Provided information:
PR #2771, opened 2022-09-12
Add intrinsics for `add`, `sub`, `mul` and `div`

### LINKED ISSUE #2758: Introduce intrinsics (and consequently IR instructions) for basic arithmetic operations
Following up on #2755 and #855, introduce `__add`, `__sub`, `__mul` and `__div` opcodes, represent them via a new IR opcode `BinaryOp` (with an internal enum on what the operation specifically is) and generate code for these new opcodes.

As a followup, modify the library functions for these operations to use these intrinsics.

vaivaswatha:
Consequently, modify `stdlib` to use the new arithmetic intrinsics.

Closes #2758

### DIFF
--- a/sway-core/src/semantic_analysis/ast_node/expression/intrinsic_function.rs
+++ b/sway-core/src/semantic_analysis/ast_node/expression/intrinsic_function.rs
@@ -550,7 +550,7 @@ impl TypedIntrinsicFunctionKind {
                     });
                     return err(warnings, errors);
                 }
-                if type_arguments.len() != 0 {
+                if !type_arguments.is_empty() {
                     errors.push(CompileError::IntrinsicIncorrectNumTArgs {
                         name: kind.to_string(),
                         expected: 0,
--- a/sway-core/src/semantic_analysis/ast_node/expression/intrinsic_function.rs
+++ b/sway-core/src/semantic_analysis/ast_node/expression/intrinsic_function.rs
@@ -550,6 +550,15 @@ impl TypedIntrinsicFunctionKind {
                     });
                     return err(warnings, errors);
                 }
+                if type_arguments.len() != 0 {
+                    errors.push(CompileError::IntrinsicIncorrectNumTArgs {
+                        name: kind.to_string(),
+                        expected: 0,
+                        span,
+                    });
+                    return err(warnings, errors);
+                }
+
                 let mut ctx = ctx
                     .by_ref()
                     .with_type_annotation(insert_type(TypeInfo::Unknown));
--- a/sway-core/src/semantic_analysis/ast_node/expression/intrinsic_function.rs
+++ b/sway-core/src/semantic_analysis/ast_node/expression/intrinsic_function.rs
@@ -541,6 +541,60 @@ impl TypedIntrinsicFunctionKind {
                 let return_type = insert_type(TypeInfo::Tuple(vec![]));
                 (intrinsic_function, return_type)
             }
+            Intrinsic::Add | Intrinsic::Sub | Intrinsic::Mul | Intrinsic::Div => {
+                if arguments.len() != 2 {
+                    errors.push(CompileError::IntrinsicIncorrectNumArgs {
+                        name: kind.to_string(),
+                        expected: 2,
+                        span,
+                    });
+                    return err(warnings, errors);
+                }
+                let mut ctx = ctx
+                    .by_ref()
+                    .with_type_annotation(insert_type(TypeInfo::Unknown));
+
+                let lhs = arguments[0].clone();
+                let lhs = check!(
+                    TypedExpression::type_check(ctx.by_ref(), lhs),
+                    return err(warnings, errors),
+                    warnings,
+                    errors
+                );
+
+                // Check for supported argument types
+                let arg_ty = resolve_type(lhs.return_type, &lhs.span).unwrap();
+                let is_valid_arg_ty = matches!(arg_ty, TypeInfo::UnsignedInteger(_));
+                if !is_valid_arg_ty {
+                    errors.push(CompileError::IntrinsicUnsupportedArgType {
+                        name: kind.to_string(),
+                        span: lhs.span,
+                        hint: Hint::empty(),
+                    });
+                    return err(warnings, errors);
+                }
+
+                let rhs = arguments[1].clone();
+                let ctx = ctx
+                    .by_ref()
+                    .with_help_text("Incorrect argument type")
+                    .with_type_annotation(lhs.return_type);
+                let rhs = check!(
+                    TypedExpression::type_check(ctx, rhs),
+                    return err(warnings, errors),
+                    warnings,
+                    errors
+                );
+                (
+                    TypedIntrinsicFunctionKind {
+                        kind,
+                        arguments: vec![lhs, rhs],
+                        type_arguments: vec![],
+                        span,
+                    },
+                    insert_type(arg_ty),
+                )
+            }
         };
         ok((intrinsic_function, return_type), warnings, errors)
     }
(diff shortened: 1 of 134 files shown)


sway-ir/src/instruction.rs
```diff
@@ -181,6 +195,7 @@ impl Instruction {
         match self {
             Instruction::AddrOf(_) => Some(Type::Uint(64)),
             Instruction::AsmBlock(asm_block, _) => Some(asm_block.get_type(context)),
+            Instruction::BinaryOp { arg1, .. } => arg1.get_type(context),
```
otrho, line 198: We might want to add a return type to the `BinaryOp` struct for the future, as the assumption that both args have the same return type as the expression won't necessarily be true always.  But not in this PR...

sway-ir/src/parser.rs
```diff
@@ -174,6 +178,26 @@ mod ir_builder {
...
+            rule op_binary_mul() -> IrAstOperation
+                = "mul" _ arg1:id() comma() arg2:id() {
+                    IrAstOperation::BinaryOp(BinaryOpKind::Mul, arg1, arg2)
+                }
+
+            rule op_binary_div() -> IrAstOperation
+                = "div" _ arg1:id() comma() arg2:id() {
+                    IrAstOperation::BinaryOp(BinaryOpKind::Div, arg1, arg2)
+                }
+
```
otrho, line 200: This is a bit redundant.  Instead have a rule for `op_binary_kind` returning `BinaryOpKind` which matches the `"add"` / `"sub"` / etc. and then a single `op_binary` rule which calls it.

sway-lib-core/src/ops.sw
```diff
@@ -6,37 +6,25 @@ pub trait Add {
 
 impl Add for u64 {
     fn add(self, other: Self) -> Self {
-        asm(r1: self, r2: other, r3) {
-            add r3 r2 r1;
-            r3: u64
-        }
+        __add(self, other)
```
otrho, line 9: Ahh, so nice. 😀

otrho (commented):
Can you add a quick `should_fail` test with mismatched integer types, and maybe some ref-types and stuff?

vaivaswatha:
>Can you add a quick should_fail test with mismatched integer types, and maybe some ref-types and stuff?

Right now, `__add(a: u64, b: u32)` works automatically and `__add(a: u32, b: u64)` works with a warning that `b` might lose precision. So it looks like our default behaviour is to convert between integer types implicitly. 

@emilyaherbert @mohammadfawaz @sezna I spoke with @otrho about this offline, and he suggested to ask you on the best course of action here. Should we retain the current behaviour or should I modify the PR to be stricter and disallow different integer type arguments?

@otrho I've done all the other changes you suggested.

sway-ir/src/parser.rs
```diff
@@ -121,15 +121,18 @@ mod ir_builder {
                     mdi
                 }
 
+            rule binary_op_kind() -> BinaryOpKind 
+                = "add" { BinaryOpKind::Add }
+                / "sub" { BinaryOpKind::Sub }
+                / "mul" { BinaryOpKind::Mul }
+                / "div" { BinaryOpKind::Div }
```
otrho, line 128: Thanks, but another small nit -- by convention throughout this grammar the `_` is always placed right next to the literal strings.  I know this breaks my other complaint about reducing redundancy, but to keep it consistent could you put the `_` after each of these strings and take it out of `op_binary()` please?

otrho:
> Should we retain the current behaviour or should I modify the PR to be stricter and disallow different integer type arguments?

And my (and I think @vaivaswatha's) feeling is we _should_ be stricter and only allow exact matches for the args and return type.  But I'm interested in further consensus.

otrho (approved):
Approving in principle, even though I think we need to tighten the type checks. Thanks!

mohammadfawaz:
> @emilyaherbert @mohammadfawaz @sezna I spoke with @otrho about this offline, and he suggested to ask you on the best course of action here. Should we retain the current behaviour or should I modify the PR to be stricter and disallow different integer type arguments?

I personally prefer stricter types with an escape hatch (i.e. explicit conversion), just like Rust, across our whole type system. I'm not really a big fan of the implicit conversion that we do for two reasons:
1. Implicit conversions allow the user to write less expressive code which goes against the philosophy of Sway.
2. Implicit conversions can generate a warning if there's a possibility of precision loss but there is now way to get rid of this warning today (please correct me if I'm wrong!) even if the user knows that precision loss is never going to happen in their particular use case (in Rust they would've used `as`).

sway-core/src/semantic_analysis/ast_node/expression/intrinsic_function.rs
```diff
@@ -541,6 +541,60 @@ impl TypedIntrinsicFunctionKind {
                 let return_type = insert_type(TypeInfo::Tuple(vec![]));
                 (intrinsic_function, return_type)
             }
+            Intrinsic::Add | Intrinsic::Sub | Intrinsic::Mul | Intrinsic::Div => {
```
mohammadfawaz, line 544: I noticed this in other places in this file as well but it is possible to pass in type arguments to these intrinsics and the compiler won't complain. Is that correct? Maybe we should add a check here that the number of type arguments is exactly zero.

vaivaswatha:
> > @emilyaherbert @mohammadfawaz @sezna I spoke with @otrho about this offline, and he suggested to ask you on the best course of action here. Should we retain the current behaviour or should I modify the PR to be stricter and disallow different integer type arguments?
> 
> I personally prefer stricter types with an escape hatch (i.e. explicit conversion), just like Rust, across our whole type system. I'm not really a big fan of the implicit conversion that we do for two reasons:
> 
> 1. Implicit conversions allow the user to write less expressive code which goes against the philosophy of Sway.
> 2. Implicit conversions can generate a warning if there's a possibility of precision loss but there is now way to get rid of this warning today (please correct me if I'm wrong!) even if the user knows that precision loss is never going to happen in their particular use case (in Rust they would've used `as`).

So my question now is, should this PR make it strict (and differ from the existing behaviour otherwise) or should we do it at one go everywhere?

mohammadfawaz:
> 

I say we move forward with this to make it non-breaking and document the discussion above in a new issue which we can address separately. There may be other opinions here as to why we deviated from Rust in the first place (is it the lack of the `as` keyword?)

mohammadfawaz (approved):
:shipit:

sway-core/src/semantic_analysis/ast_node/expression/intrinsic_function.rs
vaivaswatha: > I noticed this in other places in this file as well but it is possible to pass in type arguments to these intrinsics and the compiler won't complain. Is that correct? Maybe we should add a check here that the number of type arguments is exactly zero.

I've added this now.

mohammadfawaz (dismissed):

otrho (approved):

mohammadfawaz (approved):

sway-core/src/semantic_analysis/ast_node/expression/intrinsic_function.rs
vaivaswatha: > Long term, I think we should let the type checker proper handle this by exposing the signature of this intrinsic in the `core` library itself, e.g.,
> 
> ```rust
> #[intrinsic]
> fn my_special_function(...);
> ```
> 
> Note the `;` here -- the intrinsic is assigned no body. The type checker will see that this is `#[intrinsic]` and therefore allow the body-less function. However, it will collect the signature of the function and any calls to it will consult that signature. The only special code in the compiler is then recognizing to the standard library item and assigning it dynamic semantics (fairly deep in the compiler, in IR generation, with type substitutions etc. already known and with the sound assumption that there are no inference variables left).

I like this suggestion. Can you also post this in the RFC for intrinsics? I (and @otrho) had suggested a table based approach but this could be better.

What this task involves:
Extract, from the material above, each line holding the word "calls".

Answer area:
otrho, line 200: This is a bit redundant.  Instead have a rule for `op_binary_kind` returning `BinaryOpKind` which matches the `"add"` / `"sub"` / etc. and then a single `op_binary` rule which calls it.
> Note the `;` here -- the intrinsic is assigned no body. The type checker will see that this is `#[intrinsic]` and therefore allow the body-less function. However, it will collect the signature of the function and any calls to it will consult that signature. The only special code in the compiler is then recognizing to the standard library item and assigning it dynamic semantics (fairly deep in the compiler, in IR generation, with type substitutions etc. already known and with the sound assumption that there are no inference variables left).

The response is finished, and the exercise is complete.